Nei giorni scorsi è stato rinnovato il consiglio direttivo del Cai di Cuorgnè, che a sua volta ha eletto, con nove voti su dieci componenti, alla guida degli escursionisti canavesani, Bruno Bruschi, che da una decina d'anni fa parte del sodalizio cuorgnatese. Bruschi succede alla presidenza di Giuseppe D'alessandro. Suo vice è stato eletto Lodovico Querio. Del consiglio direttivo dell’associazione, che conta oltre 600 soci, fanno parte Ivana Alberton, Pietro Ansaldi, Paola Faletto, Gianfranco Fontana, Maria Rosa Magnanello, che funge anche da tesoriere, Michele Piras, Marina Tarro Boiro. Revisori dei conti Giuseppe Martino, Donatella Roscio e Luciano Vecchio.

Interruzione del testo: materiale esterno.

PR #16661, opened 2024-07-03
Fixed the creation of fake markers in a sentence that contains an empty line

### LINKED ISSUE #16660: Creating a link crashes when the selected sentence contains an empty line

Bruno Bruschi, un passato lungo trentacinque anni come sottoufficiale nell'Arma dei carabinieri, iniziato proprio a Cuorgnè con numerose esperienze all’estero presso le ambasciate, matura una lunga esperienza al nucleo investigativo di Torino. Da molti anni coltiva la sua passione per la montagna, incentivata da quando ha lasciato l’Arma per la pensione, alla quale dedica tutto il suo tempo libero. L’attività è rivolta anche ai giovani, i quali vengono avvicinati all’amore per la montagna con decine di escursioni che vedono protagoniste quasi tutte le scuole dell’alto Canavese, utilizzando la palestra di arrampicata dell’ex oratorio di via Tealdi che si trasforma in aula didattica.

«Cerchiamo di trasmettere ai giovani la passione e il rispetto della montagna, una sorta di educazione ambientale per preservare la bellezza naturale delle nostre montagne», dice in merito il nuovo presidente.